### What to produce:
The lines wanted are those in the data below that include "good".
[Start of section]
Issue #2221, opened 2024-07-23
`linkml-ws` Command Not Found after `pip install linkml`


NeilGraham:
**Describe the bug:**

- After running `pip install linkml`, the command `linkml-ws` is not found.

**To reproduce:**
1. Install LinkML using `pip install linkml`
2. Running the command `linkml-ws` or `linkml-ws --help` results in the command not being found.

**Expected behavior:**

- I am unable to initialize a new LinkML project directory because the command `linkml-ws` is not found.

**About your computer:**
 - OS: Microsoft Windows 11 Home
 - Version 10.0.22631 Build 22631

**Additional context:**

- The command `gen-project` is found.
- Also tested on Ubuntu 24.04 LTS (WSL2) with same issue.

sierra-moxon:
Thanks for the issue @NeilGraham - can I ask how you tracked down the `linkml-ws` command in our documentation?  I think we are trying to encourage folks to use our `linkml-project-cookiecutter` for new-project setups: https://github.com/linkml/linkml-project-cookiecutter but we still may have documentation pointing to the older setup.

NeilGraham:
@sierra-moxon Thank you for clarifying.

I was following the Quick Installation documentation here: https://linkml.io/linkml/intro/install.html 
(Github file location: https://github.com/linkml/linkml/blob/main/docs/intro/install.md)

sneakers-the-rat:
got it https://github.com/linkml/linkml/pull/2226

PR #2227, opened 2024-07-25
Unified `linkml` CLI

sneakers-the-rat:
What up it's me again with a single `linkml` CLI entrypoint that wraps all the others.

Important things to note right up top: 
- this does not change any existing behavior, all the other entrypoints still exist (except for one that didn't exist, but that wasn't me)
- we don't even need to deprecate them if we like them
- the added `name` args to the click commands also don't change anything except how they're displayed when used as subcommands.

## Motivation

1) i think it's nice
2) @sierra-moxon describes [over here](https://github.com/orgs/linkml/discussions/2203) how there can be some confusion when first being oriented to the tool. single entrypoint makes all the things you should be able to do discoverable
3) this gives us room to grow with what i was also describing over there as a generic `linkml build` and `linkml watch` commands that might replace `linkml generate project` for making linkml very satisfying to work with
4) over [here](https://github.com/linkml/linkml/issues/2221) there was some difficulty with a missing cli command, and when i went to fix it there wasn't really an obvious cli entrypoint that would be good for like a "run this first" thing. 
5) there was a dead `gen-prolog` command for a generator that no longer exists. having this be a unified entrypoint means that we don't have to maintain the `pyproject.toml` alongside the code. if we remove a generator without removing the cli command, it will just fail and alert us that it is broken.

## Implementation

Super simple. i just took all the existing entrypoints and grouped them up and gave them nice aliases. I gave them what i think is an understandable verb-based naming system. `linkml fix`, `linkml generate python`, `linkml lint`, which is a nice perk of putting them all under the single entrypoint (no longer need to prefix things to make them unique).

So behold

```bash
$ linkml --help
Usage: linkml [OPTIONS] COMMAND [ARGS]...

  LinkML: A flexible linked data modeling language

Options:
  --help  Show this message and exit.

Commands:
  convert   Converts instance data to and from different LinkML Runtime...
  dev       Helper tools for linkml development
  examples  Process a folder of examples and a folder of counter examples.
  fix       Apply schema-fixer commands.
  generate  Generate formats from a LinkML schema
  lint      Run linter on SCHEMA.
  sqldb     Run the LinkML SQL CLI.
  validate  Validate a LinkML Schema
```

```bash
$ linkml generate --help
Usage: linkml generate [OPTIONS] COMMAND [ARGS]...

  Generate formats from a LinkML schema

Options:
  --help  Show this message and exit.

Commands:
  csv             Generate CSV/TSV file from LinkML model
  doc             Generate documentation folder from a LinkML YAML schema
  erdiagram       Generate a mermaid ER diagram from a schema.
  excel           Generate Excel representation of a LinkML model
  golang          Generate Golang types
  golr-views      Generate GOLR representation of a LinkML model
  graphql         Generate graphql representation of a LinkML model
  graphviz        Generate graphviz representations of the LinkML model
  java            Generate java classes to represent a LinkML model
  json-schema     Generate JSON Schema representation of a LinkML model
  jsonld          Generate JSONLD file from LinkML schema.
  jsonld-context  Generate jsonld @context definition from LinkML model
  linkml
  markdown        Generate markdown documentation of a LinkML model
  namespaces      Generate a namespace manager for all of the prefixes...
  owl             Generate an OWL representation of a LinkML model
  plantuml        Generate a UML representation of a LinkML model
  prefix-map      Generate jsonld @context definition from LinkML model
  project         Generate an entire project LinkML schema
  proto           Generate proto representation of LinkML model
  pydantic        Generate pydantic classes to represent a LinkML model
  python          Generate python classes to represent a LinkML model
  rdf             Generate an RDF representation of a LinkML model
  shacl           Generate SHACL turtle from a LinkML model
  shex            Generate a ShEx Schema for a LinkML model
  sparql          Generate SPARQL queries for validation
  sqla            Generate SQL DDL representation
  sqltables       Generate SQL DDL representation
  sssom           Generate SSSOM TSV to represent a LinkML model
  summary         Generate TSV summary files for viewing in Excel and the...
  terminusdb      Generate graphql representation of a LinkML model
  typescript      Generate typescript interfaces and types
  yaml            Validate input and produce fully resolved yaml equivalent
  yuml            Generate a UML representation of a LinkML model
```

It should otherwise work exactly the same as the existing entrypoints.

## Docs

Also while i was doing https://github.com/linkml/linkml/pull/2226 I noticed there wasn't a good place for CLI documentation. That's super important to have, because without going to the literal `pyproject.toml` file i wouldn't be able to figure out what the heck i could do with the program once i install it!

So we get a few pages:

Screenshot 2024-07-24 at 5 17 40 PM

Screenshot 2024-07-24 at 5 18 31 PM

Screenshot 2024-07-24 at 5 19 03 PM

## one more thing(s).

- (also change pydanticgen Imports.schema to .is_schema because it shadows the pydantic `schema` attr and ruins the cli experience)
- (also put the terminusdbgen warning in the __post_init__ method because i was tired of seeing it and it also ruined the cli experience)

## conclusion

anyway i wasn't sure what we would want for tests here so i didn't write any, and also I didn't finish making all the links and putting all the api docs up for all the generators that don't have it, so ya lmk what's good <3


cmungall:
This is really awesome

Will look in more detail later but two general comments

- we don't need to be completely beholden to past commands (e.g. `sqldb` doesn't really conform to clig.dev)
- we want this to be extensible to when other parts of the wider linkml ecosystem become core
    - schema-automator (existing commands: https://linkml.io/schema-automator/cli.html)
    - linkml-store (existing commands: https://linkml.io/linkml-store/tutorials/Command-Line-Tutorial.html)
    - linkml-map

More later...

linkml/cli/main.py
```diff
@@ -0,0 +1,141 @@
...
+generate.add_command(gen_sqltables, name="sqltables")
+generate.add_command(gen_summary, name="summary")
+generate.add_command(gen_project, name="project")
+generate.add_command(gen_excel, name="excel")
+generate.add_command(gen_sssom, name="sssom")
+generate.add_command(gen_linkml, name="linkml")
+
+# Validators
+validate.add_command(linkml_jsonschema_validate, name="jsonschema")
+validate.add_command(linkml_sparql_validate, name="sparql")
```
pkalita-lbl, line 138: These are considered legacy at this point. I'd be in favor of not including them and only providing access to the CLI defined in the `linkml.validator` package.

linkml/validator/cli.py
```diff
@@ -132,6 +132,9 @@ def cli(
     include_range_class_descendants: bool,
     include_context: bool,
 ):
+    """
+    Validate a LinkML Schema
```
pkalita-lbl, line 136:
```suggestion
    Validate data according to a LinkML Schema
```

pkalita-lbl (commented):
The general approach seems good to me!

I would just say we should _not_ include the legacy validators in this. I'll also let @cmungall chime in about anything he'd like to see left out of the unified CLI.

> we want this to be extensible to when other parts of the wider linkml ecosystem become core

There's kind of a feature-not-a-bug aspect to that. If I see the command `linkml-map` it's a nice indication that it's _not_ coming from the core `linkml` package since it is its own top-level command.

Now it would be nice if there was a way for "blessed" third party packages (like `linkml-map` some day in the future) to hook into the official top-level `linkml` CLI. I might spend a little time looking into how that might work. But I don't think that needs to hold up this PR.

linkml/cli/main.py
sneakers-the-rat: Gotcha, didnt know that. Should we put deprecation warnings on those and set a version for removal?

sneakers-the-rat:
It should be v possible to make additional commands hook in as plugins, eg. With any of these strategies: https://packaging.python.org/en/latest/guides/creating-and-discovering-plugins/

But yes maybe better as a follow on PR once we know how we want that to work :)

cmungall (approved):

linkml/cli/main.py
pkalita-lbl: Yes, I think so. I can take a crack at following the new (to me, anyway 😁) deprecation process docs for the old `linkml.valiators` CLIs in a separate PR if you just want to drop them from this PR.

sneakers-the-rat:
OK, removed the validators. The lag was super bad, taking like 2.5-4.5s to open the cli, and it turns out that adding the metamodel dataclasses in the build results classes was making imports take 5ever, so I added a quick type annotation to skip building the schema for the metamodel classes (because they validate themselves, pydantic doesn't need to validate them, and we don't serialize using the build result models).

now the latency is basically down to how long it takes to import the whole generators module. I tried wrapping those with delayed imports that would only happen when you call them, but each of the other main commands also ends up importing `generators` at some point, so we would nee dto wrap the whole thing, and then the structure of the cli gets super confusing and the `--help` doesn't work, so i think this is fine for now.

 
Screenshot 2024-08-05 at 11 53 12 AM

pkalita-lbl (approved):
[End of section]
### Response area:
4) over [here](https://github.com/linkml/linkml/issues/2221) there was some difficulty with a missing cli command, and when i went to fix it there wasn't really an obvious cli entrypoint that would be good for like a "run this first" thing. 
Also while i was doing https://github.com/linkml/linkml/pull/2226 I noticed there wasn't a good place for CLI documentation. That's super important to have, because without going to the literal `pyproject.toml` file i wouldn't be able to figure out what the heck i could do with the program once i install it!
anyway i wasn't sure what we would want for tests here so i didn't write any, and also I didn't finish making all the links and putting all the api docs up for all the generators that don't have it, so ya lmk what's good <3
The general approach seems good to me!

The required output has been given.